### SOURCE MATERIAL
>>>
PR #1154, opened 2025-03-12
Updated exporter to new StringId handling

azoitl:
The FORTE exporter is creating the new USE_STRING_ID and STRID() for all string ids.

@mx990 as string ids are only used for external accessibility I miss the imagination why and how languages can provide string ids and have left that out. 

I hope I have not missed any ids.

### DIFF
--- a/plugins/org.eclipse.fordiac.ide.export.forte_ng/src/org/eclipse/fordiac/ide/export/forte_ng/ForteLibraryElementTemplate.xtend
+++ b/plugins/org.eclipse.fordiac.ide.export.forte_ng/src/org/eclipse/fordiac/ide/export/forte_ng/ForteLibraryElementTemplate.xtend
@@ -70,6 +70,13 @@ abstract class ForteLibraryElementTemplate<T extends LibraryElement> extends For
 
 	def protected generateIncludeGuardEnd() '''
 	'''
+	
+	def protected generateImplIncludes() '''
+		#include "«fileBasename».h"
+		
+		«getDependencies(emptyMap).generateDependencyIncludes»
+		«type.compilerInfo?.header»
+	'''
 
 	def protected generateVariableDeclarations(List<VarDeclaration> variables, boolean const) '''
 		«FOR variable : variables AFTER '\n'»
@@ -146,6 +153,14 @@ abstract class ForteLibraryElementTemplate<T extends LibraryElement> extends For
 	def CharSequence generateVariableTypeSpec(VarDeclaration decl) {
 		variableLanguageSupport.get(decl)?.generate(#{ForteNgExportFilter.OPTION_TYPE_SPEC -> Boolean.TRUE})
 	}
+	
+	def protected generateUseStringId() '''
+		«getUsedStrings(emptyMap).generateUseStringIdDecls»
+	'''
+	
+	def generateUseStringIdDecls(Set<String> strings) '''
+		«FOR str : strings.sort»USE_STRING_ID(«str»);«ENDFOR»
+	'''
 
 	def protected getFORTENameList(List<? extends INamedElement> elements) {
 		elements.map[name.FORTEStringId].join(", ")
@@ -173,5 +188,9 @@ abstract class ForteLibraryElementTemplate<T extends LibraryElement> extends For
 
 	def Set<INamedElement> getDependencies(Map<?, ?> options) {
 		variableLanguageSupport.values.filterNull.flatMap[getDependencies(options)].toSet
+	}
+	
+	def protected Set<String> getUsedStrings(Map<?, ?> options) {
+		newHashSet(type.generateTypeNamePlain)
 	}
 }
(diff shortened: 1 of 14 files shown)


plugins/org.eclipse.fordiac.ide.export.forte_ng/src/org/eclipse/fordiac/ide/export/forte_ng/ForteLibraryElementTemplate.xtend
```diff
@@ -146,6 +153,14 @@ abstract class ForteLibraryElementTemplate<T extends LibraryElement> extends For
 	def CharSequence generateVariableTypeSpec(VarDeclaration decl) {
 		variableLanguageSupport.get(decl)?.generate(#{ForteNgExportFilter.OPTION_TYPE_SPEC -> Boolean.TRUE})
 	}
+	
+	def protected generateUseStringId() '''
+		«getUsedStrings(emptyMap).generateUseStringIdDecls»
+	'''
+	
+	def generateUseStringIdDecls(Set<CharSequence> strings) '''
+		«FOR str : strings»USE_STRING_ID(«str»);«ENDFOR»
```
mx990: I would suggest to also sort the set of string ids, similar to the includes.

plugins/org.eclipse.fordiac.ide.export.forte_ng/src/org/eclipse/fordiac/ide/export/forte_ng/base/BaseFBImplTemplate.xtend
```diff
@@ -140,4 +142,12 @@ abstract class BaseFBImplTemplate<T extends BaseFBType> extends ForteFBTemplate<
 			]
 		).toSet
 	}
+	
+	override Set<CharSequence> getUsedStrings(Map<?, ?> options) {
+		val strings = super.getUsedStrings(options)
+		type.internalVars.forEach[getUsedIEStrings(it, strings)]
+		type.internalConstVars.forEach[getUsedIEStrings(it, strings)]
```
mx990: I believe we do not use any string ids for `internalConstVars`?

plugins/org.eclipse.fordiac.ide.export.forte_ng/src/org/eclipse/fordiac/ide/export/forte_ng/composite/CompositeFBImplTemplate.xtend
```diff
@@ -314,4 +317,19 @@ class CompositeFBImplTemplate extends ForteFBTemplate<CompositeFBType> {
 			getDependencies(options)
 		]).toSet
 	}
+	
+	override Set<CharSequence> getUsedStrings(Map<?, ?> options) {
+		val strings = super.getUsedStrings(options)
+		type.FBNetwork.networkElements.forEach[getUsedFBStrings(it, strings)]		
+		type.FBNetwork.eventConnections.forEach[getUsedConStrings(it, strings)]		
+		type.FBNetwork.dataConnections.forEach[getUsedConStrings(it, strings)]		
+		type.FBNetwork.adapterConnections.forEach[getUsedConStrings(it, strings)]
```
mx990, line 326: I believe we also need the names of instance variables with initial values, see https://github.com/eclipse-4diac/4diac-ide/blob/98c5cc1f73180174231372e948b14dc8e3699767/plugins/org.eclipse.fordiac.ide.export.forte_ng/src/org/eclipse/fordiac/ide/export/forte_ng/composite/CompositeFBImplTemplate.xtend#L284

mx990 (changes requested):
I believe we are missing a `generateUseStringId` in `FunctionFBImplTemplate`?

mx990:
> @mx990 as string ids are only used for external accessibility I miss the imagination why and how languages can provide string ids and have left that out.

The `VarDeclarationSupport` also uses string ids when generating the type spec for interface variables. You already handle those in the FB templates, so I agree we can leave that out.

plugins/org.eclipse.fordiac.ide.export.forte_ng/src/org/eclipse/fordiac/ide/export/forte_ng/base/BaseFBImplTemplate.xtend
azoitl: true, will remove

plugins/org.eclipse.fordiac.ide.export.forte_ng/src/org/eclipse/fordiac/ide/export/forte_ng/composite/CompositeFBImplTemplate.xtend
azoitl: Thx for noting. To be sure I checked a second time where `FORTEStringId` is used and I think now we have everything.

plugins/org.eclipse.fordiac.ide.export.forte_ng/src/org/eclipse/fordiac/ide/export/forte_ng/ForteLibraryElementTemplate.xtend
azoitl: good idea this makes the code better readable.

azoitl:
> I believe we are missing a `generateUseStringId` in `FunctionFBImplTemplate`?

Thx for noting. Also fixed. We have here quite some code duplication but I was not creative enough to find a solution for it.

mx990 (approved):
<<<
### INSTRUCTIONS FOR THE TASK
Each record is to be reproduced exactly as it appears.

### TASK SOLUTION
PR #1154, opened 2025-03-12
Updated exporter to new StringId handling

azoitl:
The FORTE exporter is creating the new USE_STRING_ID and STRID() for all string ids.

@mx990 as string ids are only used for external accessibility I miss the imagination why and how languages can provide string ids and have left that out. 

I hope I have not missed any ids.

### DIFF
--- a/plugins/org.eclipse.fordiac.ide.export.forte_ng/src/org/eclipse/fordiac/ide/export/forte_ng/ForteLibraryElementTemplate.xtend
+++ b/plugins/org.eclipse.fordiac.ide.export.forte_ng/src/org/eclipse/fordiac/ide/export/forte_ng/ForteLibraryElementTemplate.xtend
@@ -70,6 +70,13 @@ abstract class ForteLibraryElementTemplate<T extends LibraryElement> extends For
 
 	def protected generateIncludeGuardEnd() '''
 	'''
+	
+	def protected generateImplIncludes() '''
+		#include "«fileBasename».h"
+		
+		«getDependencies(emptyMap).generateDependencyIncludes»
+		«type.compilerInfo?.header»
+	'''
 
 	def protected generateVariableDeclarations(List<VarDeclaration> variables, boolean const) '''
 		«FOR variable : variables AFTER '\n'»
@@ -146,6 +153,14 @@ abstract class ForteLibraryElementTemplate<T extends LibraryElement> extends For
 	def CharSequence generateVariableTypeSpec(VarDeclaration decl) {
 		variableLanguageSupport.get(decl)?.generate(#{ForteNgExportFilter.OPTION_TYPE_SPEC -> Boolean.TRUE})
 	}
+	
+	def protected generateUseStringId() '''
+		«getUsedStrings(emptyMap).generateUseStringIdDecls»
+	'''
+	
+	def generateUseStringIdDecls(Set<String> strings) '''
+		«FOR str : strings.sort»USE_STRING_ID(«str»);«ENDFOR»
+	'''
 
 	def protected getFORTENameList(List<? extends INamedElement> elements) {
 		elements.map[name.FORTEStringId].join(", ")
@@ -173,5 +188,9 @@ abstract class ForteLibraryElementTemplate<T extends LibraryElement> extends For
 
 	def Set<INamedElement> getDependencies(Map<?, ?> options) {
 		variableLanguageSupport.values.filterNull.flatMap[getDependencies(options)].toSet
+	}
+	
+	def protected Set<String> getUsedStrings(Map<?, ?> options) {
+		newHashSet(type.generateTypeNamePlain)
 	}
 }
(diff shortened: 1 of 14 files shown)


plugins/org.eclipse.fordiac.ide.export.forte_ng/src/org/eclipse/fordiac/ide/export/forte_ng/ForteLibraryElementTemplate.xtend
```diff
@@ -146,6 +153,14 @@ abstract class ForteLibraryElementTemplate<T extends LibraryElement> extends For
 	def CharSequence generateVariableTypeSpec(VarDeclaration decl) {
 		variableLanguageSupport.get(decl)?.generate(#{ForteNgExportFilter.OPTION_TYPE_SPEC -> Boolean.TRUE})
 	}
+	
+	def protected generateUseStringId() '''
+		«getUsedStrings(emptyMap).generateUseStringIdDecls»
+	'''
+	
+	def generateUseStringIdDecls(Set<CharSequence> strings) '''
+		«FOR str : strings»USE_STRING_ID(«str»);«ENDFOR»
```
mx990: I would suggest to also sort the set of string ids, similar to the includes.

plugins/org.eclipse.fordiac.ide.export.forte_ng/src/org/eclipse/fordiac/ide/export/forte_ng/base/BaseFBImplTemplate.xtend
```diff
@@ -140,4 +142,12 @@ abstract class BaseFBImplTemplate<T extends BaseFBType> extends ForteFBTemplate<
 			]
 		).toSet
 	}
+	
+	override Set<CharSequence> getUsedStrings(Map<?, ?> options) {
+		val strings = super.getUsedStrings(options)
+		type.internalVars.forEach[getUsedIEStrings(it, strings)]
+		type.internalConstVars.forEach[getUsedIEStrings(it, strings)]
```
mx990: I believe we do not use any string ids for `internalConstVars`?

plugins/org.eclipse.fordiac.ide.export.forte_ng/src/org/eclipse/fordiac/ide/export/forte_ng/composite/CompositeFBImplTemplate.xtend
```diff
@@ -314,4 +317,19 @@ class CompositeFBImplTemplate extends ForteFBTemplate<CompositeFBType> {
 			getDependencies(options)
 		]).toSet
 	}
+	
+	override Set<CharSequence> getUsedStrings(Map<?, ?> options) {
+		val strings = super.getUsedStrings(options)
+		type.FBNetwork.networkElements.forEach[getUsedFBStrings(it, strings)]		
+		type.FBNetwork.eventConnections.forEach[getUsedConStrings(it, strings)]		
+		type.FBNetwork.dataConnections.forEach[getUsedConStrings(it, strings)]		
+		type.FBNetwork.adapterConnections.forEach[getUsedConStrings(it, strings)]
```
mx990, line 326: I believe we also need the names of instance variables with initial values, see https://github.com/eclipse-4diac/4diac-ide/blob/98c5cc1f73180174231372e948b14dc8e3699767/plugins/org.eclipse.fordiac.ide.export.forte_ng/src/org/eclipse/fordiac/ide/export/forte_ng/composite/CompositeFBImplTemplate.xtend#L284

mx990 (changes requested):
I believe we are missing a `generateUseStringId` in `FunctionFBImplTemplate`?

mx990:
> @mx990 as string ids are only used for external accessibility I miss the imagination why and how languages can provide string ids and have left that out.

The `VarDeclarationSupport` also uses string ids when generating the type spec for interface variables. You already handle those in the FB templates, so I agree we can leave that out.

plugins/org.eclipse.fordiac.ide.export.forte_ng/src/org/eclipse/fordiac/ide/export/forte_ng/base/BaseFBImplTemplate.xtend
azoitl: true, will remove

plugins/org.eclipse.fordiac.ide.export.forte_ng/src/org/eclipse/fordiac/ide/export/forte_ng/composite/CompositeFBImplTemplate.xtend
azoitl: Thx for noting. To be sure I checked a second time where `FORTEStringId` is used and I think now we have everything.

plugins/org.eclipse.fordiac.ide.export.forte_ng/src/org/eclipse/fordiac/ide/export/forte_ng/ForteLibraryElementTemplate.xtend
azoitl: good idea this makes the code better readable.

azoitl:
> I believe we are missing a `generateUseStringId` in `FunctionFBImplTemplate`?

Thx for noting. Also fixed. We have here quite some code duplication but I was not creative enough to find a solution for it.

mx990 (approved):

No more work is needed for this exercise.